Comparison of the three best models from different ecosystems
Ecosystem | Enviroment | Classifier | Accuracy | Kappa |
---|---|---|---|---|
Python | Scikitlearn | XGBoost | 0.976 | 0.910 |
Python | Scikitlearn | XGBoost-Refit | 0.976 | 0.894 |
Python | Scikitlearn | Logistic Regression | 0.976 | 0.595 |
Python | PyCaret | CatBoost Classifier | 0.972 | 0.895 |
Python | PyCaret | Light Gradient Boosting Machine | 0.970 | 0.888 |
Python | PyCaret | Extreme Gradient Boosting | 0.970 | 0.887 |
R | Caret | C5.0 | 0.971 | 0.890 |
R | Caret | Extreme Gradient Boosting | 0.965 | 0.866 |
R | Caret | Random Forest Classifier | 0.966 | 0.869 |
In solving this business problem we used two ecosystems with three different environments where we tested with 35 models.

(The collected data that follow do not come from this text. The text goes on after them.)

PR #4657, opened 2021-04-05
[SEMI-MODULAR] Fixes mutant bodyparts that share the hair color not updating from regenerative jelly exposure

GoldenAlpharex:
## About The Pull Request
This PR makes it so being exposed to regenerative jelly will now affect all bodyparts that are sharing their color with the hair of the character, instead of just the hair and facial hair.

Tested the changes on slimepeople and it still doesn't change their hair color, which means this is working how I intended it.

It also modularizes `update_mutant_bodyparts()` and adds an optional argument to dictate whether the update should be done regardless of the usual check for the bodypart difference to avoid useless overlay modifications, which means that more features changing mutant bodyparts in the future may benefit from this without having to do something more hacky.

I haven't tested the effects of this on anthro characters, but then again, most of the things already don't work on anthro characters.

## Why It's Good For The Game
This is bad
Pre-Regenerative-Jelly-Fix
This is good
Post-Regenerative-Jelly-Fix

## Changelog
:cl:GoldenAlpharex
fix: Regenerative jelly should now affect hair-related bodyparts.
code: Made handle_mutant_bodyparts() have an optional bypass argument to allow for ease of bodypart modifications in the future.
/:cl:

### DIFF
--- a/code/modules/mob/living/carbon/human/human_update_icons.dm
+++ b/code/modules/mob/living/carbon/human/human_update_icons.dm
@@ -52,9 +52,13 @@ There are several things that need to be remembered:
 /mob/living/carbon/human/update_hair()
 	dna.species.handle_hair(src)
 
+// SKYRAT EDIT REMOVAL - FIXING CUSTOMIZATION(?) (moved to modular)
+/*
 //used when putting/removing clothes that hide certain mutant body parts to just update those and not update the whole body.
 /mob/living/carbon/human/proc/update_mutant_bodyparts()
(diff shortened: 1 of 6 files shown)


gonenoculer5:
why not PR this upstream?

gonenoculer5:
> why not PR this upstream?

nevermind im retarded

GoldenAlpharex:
Another day with this fix not merged. I cry with my mis-matching hair.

First ecosystem was Python with Scikit-Learn and PyCaret environment. Differences between two environments are generally in their approach to solving the same problem. Namely PyCaret is more automatic oriented and enables testing with a bunch of algorithms, while Scikit-Learn is more manually oriented. Hoewer both approaches show solid results of accuracy of around 97%. In the R ecosystem we used the Caret environment. Here we applied more robust techniques based on repeated cross validation (10 folds and 3 repeats which is a common standard configuration for comparing models). The use of this approach is justified for reasons that tree-based models often can be overfitted and for that reason it is better to repeat this procedure several times.With this approach we also got results of accuracy of around 96-97%. At the end we can conclude that all three environments give us good results and the best model is XGBoost with accuracy of 97,61%.